Article by Luke Lekishon, research by Abdi Mohammed Ali ,Edited by Nadia Muthoni
When you hear the term Down syndrome, what comes to mind? Most of us imagine that it is a complex condition which only experts can understand, but this is not the case. Down syndrome is a genetic condition that arises when an individual has an extra copy of chromosome 21 (Trisomy 21). Normally, an individual has 46 chromosomes. Each parent donates 23. When an individual inherits an extra chromosome, making a total of 47, this is what causes down syndrome.
Down syndrome results in intellectual disability, developmental delays, and physical traits like a flattened facial profile and poor muscle tone. While characteristics vary in intensity from person to person, the following are the specific indicators of Down syndrome: flattened face and nose, small ears/mouth, upward-slanting eyes, and a tongue that tends to stick out; short neck, small head, short stature, and poor muscle tone (hypotonia); a single deep crease across the palm, short fingers, and a space between the first and second toes. Since these symptoms are observable, Down syndrome can be detected at birth.
There are different types of Down syndrome, these are: Trisomy 21, the most common type (occurring in 95% of cases), where every cell has three copies of chromosome 21. There is also Translocation, which occurs when an extra part or whole extra chromosome 21 is present, but it is attached or "translocated" to a different chromosome rather than being separate. Finally, we have Mosaicism, which is the rarest type, where only some cells have an extra chromosome 21, while others have the typical two.
Down syndrome affects both cognitive and physical development. Children typically reach milestones like sitting, walking, and talking later than their peers. Most individuals experience mild to moderate cognitive impairment, which can lead to learning difficulties and short attention spans. Furthermore, individuals with Down syndrome are usually at higher risk of congenital heart defects, respiratory infections, thyroid issues, celiac disease, and vision or hearing problems.
The condition results from a random error in cell division called nondisjunction, producing an extra chromosome 21. Maternal age is the primary known risk factor; the probability of having a child with Down syndrome increases after age 35, though most children with the condition are born to women under 35 because of higher overall birth rates in that group.

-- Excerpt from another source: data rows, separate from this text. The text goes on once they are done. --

PR #5134, opened 2026-02-22
Add generic SameAs method and more test coverage of edge cases

### LINKED ISSUE #2933: Is.SameAs with a reference type constraint
### Problem

If you use `Is.SameAs(3)` or with any value type in general (enums, structs, primitive types), you get a guaranteed failure because a new object gets allocated on the heap when you pass the value type to the `object` parameter of `SameAs`. (Known as 'boxing.') On the flip side, `Is.Not.SameAs(valueTypedExpression)` is guaranteed to always succeed.

If in theory a .NET runtime decides to begin caching common boxed value types like `(object)true` or low integers (the JVM does this), then instead of a guaranteed failure, you end up simply testing a side effect of the runtime you're on.

### Guardrail

As a guardrail, what if we added an overload to require that the parameter be a reference type? That makes sure the argument expression is typed as a class, delegate, interface, or dynamic, all of which have an innate concept of reference equality:

```diff
namespace NUnit.Framework.Constraints
{
    public abstract class Is
    {
        public static SameAsConstraint SameAs(object expected);

+       public static SameAsConstraint SameAs<T>(T expected) where T : class;
    }
}
```

After this change, inherently broken `Is.SameAs` usages would become compile-time errors because the generic overload will always be considered a better match even if the constraint doesn't match:

`Is.SameAs(3)`

> The type 'int' must be a reference type in order to use it as parameter `T`

The workaround would be `Is.SameAs((object)3)` or `IsSameAs<object>(3)`, and both of those should make it clear that what you're doing is inherently meaningless because nothing can be the same as a newly-boxed, used-once value except as a runtime side-effect.

We'd want to keep the old overload to avoid a binary break. (That is, if my helper library references NUnit 3.10 and you use both my helper library and NUnit 3.11, it'd cause a runtime IL failure if my helper library references the non-generic `SameAs(object)` method.)

We could consider this for `Assert.AreSame`, too.

stevenaw:
Fixes #2933 

This PR also adds some additional test coverage over some edge cases such as:
- Interned strings

### DIFF
--- a/src/NUnitFramework/framework/Constraints/SameAsConstraint.cs
+++ b/src/NUnitFramework/framework/Constraints/SameAsConstraint.cs
@@ -15,13 +15,24 @@ namespace NUnit.Framework.Constraints
     /// SameAsConstraint tests whether an object is identical to
     /// the object passed to its constructor
     /// </summary>
-    public class SameAsConstraint(object? expected) : Constraint(expected)
+    public class SameAsConstraint : Constraint
     {
+        private readonly object? _expected;
+
+        /// <summary>
+        /// Initializes a new instance of the <see cref="SameAsConstraint"/> class.
+        /// </summary>
+        /// <param name="expected">The expected object.</param>
+        public SameAsConstraint(object? expected) : base(expected)
+        {
+            _expected = expected;
+        }
+
         /// <summary>
         /// The Description of what this constraint tests, for
         /// use in messages and in the ConstraintResult.
         /// </summary>
-        public override string Description => "same as " + MsgUtils.FormatValue(expected);
+        public override string Description => "same as " + MsgUtils.FormatValue(_expected);
 
         /// <summary>
         /// Test whether the constraint is satisfied by a given value
@@ -30,7 +41,7 @@ namespace NUnit.Framework.Constraints
         /// <returns>True for success, false for failure</returns>
         public override ConstraintResult ApplyTo<TActual>(TActual actual)
         {
-            bool hasSucceeded = ReferenceEquals(expected, actual);
+            bool hasSucceeded = ReferenceEquals(_expected, actual);
 
             return new ConstraintResult(this, actual, hasSucceeded);
         }
--- a/src/NUnitFramework/tests/Assertions/SameFixture.cs
+++ b/src/NUnitFramework/tests/Assertions/SameFixture.cs
@@ -29,8 +29,8 @@ namespace NUnit.Framework.Tests.Assertions
         [Test]
         public void SameUsingInternedConstStrings()
         {
-            string s1 = "S1";
-            string s2 = "S1";
+            string s1 = string.Intern(new string('A', 2));
+            string s2 = string.Intern(s1);
             Assert.That(s1, Is.SameAs(s2));
         }
 


stevenaw:
This is now ready for discussion and review. We might want to wait to merge until we decide if we are going to start on a v5 branch soon

OsirisTerje:
@stevenaw Do you mean this is a breaking change?

Btw,  I need to sit down and figure out for myself what the SameAs really do.  Never used it.....

stevenaw:
@OsirisTerje This constraint is pretty simple, it just checks for reference equality. 

This PR is non-breaking in it's current form, however there would be ways we could take this further if we had a place to put breaking changes:
- Remove the non generic overload which takes `object?`
- Flatten the constraint hierarchy here so that the generic constraint inherits right from `Constraint`

If we _were_ ready to have a v5 branch but we still wanted to maintain a 4.6 release too then it might make sense to have this PR in the current form go towards 4.6 and for those next steps to be added on top as part of porting to a v5 branch

stevenaw:
I approached implementing this a bit different than usual in that I've added some of these tests (for now) to document current behavior whether intentional or not.

FWIW I'm inclined to agree that boxed/nullable ints would likely constitute a misuse of the API even though they could have reference equality in the cases outlined in the test. A misuse in that the underlying type doesn't support reference equality, and also a misuse in that _any_ other combination of values would always be reference unequal.

To that end I am reconsidering that the `class?` constraint may make sense after all. We would need to leave the `object?` overload in place of course for binary compatibility and so the nullable/boxed cases would technically continue to pass until we could remove that in a future v5. I can remove the related tests now if we prefer to consider those boxed/nullable scenarios "unsupported".

manfred-brands:
> I can remove the related tests now if we prefer to consider those boxed/nullable scenarios "unsupported".

Yes as it might confuse people that look at out code.
Especially as you have to suppress NUnit2040 for the `Nullable<T>` struct.

Different boxed variables, even if initialized to the same value are never the same, only the literal same variable is.

```csharp
        [Test]
        public void Test()
        {
            object one = 1;
            object een = 1;

            Assert.That(one, Is.EqualTo(een));
            Assert.That(one, Is.Not.SameAs(een));
        }
```

OsirisTerje:
@stevenaw 

> If we were ready to have a v5 branch but we still wanted to maintain a 4.6 release too then it might make sense to have this PR in the current form go towards 4.6 and for those next steps to be added on top as part of porting to a v5 branch

I have created a V5 branch, we can just start there, but should try to really keep non-breaking stuff in the V4 (main).   We should also use the Breaking label where appropriate.

Also agree we should split this, non-breaking into 4.6, and continue with it in v5.

src/NUnitFramework/framework/Constraints/SameAsConstraint.cs
```diff
@@ -6,24 +6,22 @@ namespace NUnit.Framework.Constraints
...
-        {
-            _expected = expected;
-        }
+    }
 
+    /// <summary>
+    /// SameAsConstraint tests whether an object is identical to
+    /// the object passed to its constructor
+    /// </summary>
+    public class SameAsConstraint(object? expected) : Constraint(expected)
```
manfred-brands: I must have missed this, but I really don't like the primary constructors.
It puts parameters available as mutable fields everywhere.
In reviews it is now not obvious if _expected_ is a field, a local or a parameter.
It also can be changed accidentally as it isn't marked `readonly`.
Potential maintenance headache.

We outlawed the use of these in our company.
I'm not in a position to dictate style here as it is a cooperation, 
but I do suggest to not allow it until it deficiencies are resolved.

Record types are fine because they create read-only properties by default.
So we could consider:
`public record SameAsConstraint(object? Expected) : Constraint(Expected)`

src/NUnitFramework/tests/Assertions/SameFixture.cs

While there is no cure, various interventions improve the quality of life. Regular check-ups for heart, thyroid, and sensory issues are essential. Physical, occupational, and speech therapies are crucial for development. All these therapies are offered at the Kenya Institute of Special Education (KISE) at reasonable fees along with free educational assessment. Due to their cognitive disability, learners with Down syndrome should be taught at their own pace; information should be given to them bit by bit. Using visual aids is recommended. That said, it is possible for children with Down syndrome to be integrated into classrooms with typical children. With proper support, many individuals with Down syndrome live, work, and thrive within their communities, living into their 60s and beyond.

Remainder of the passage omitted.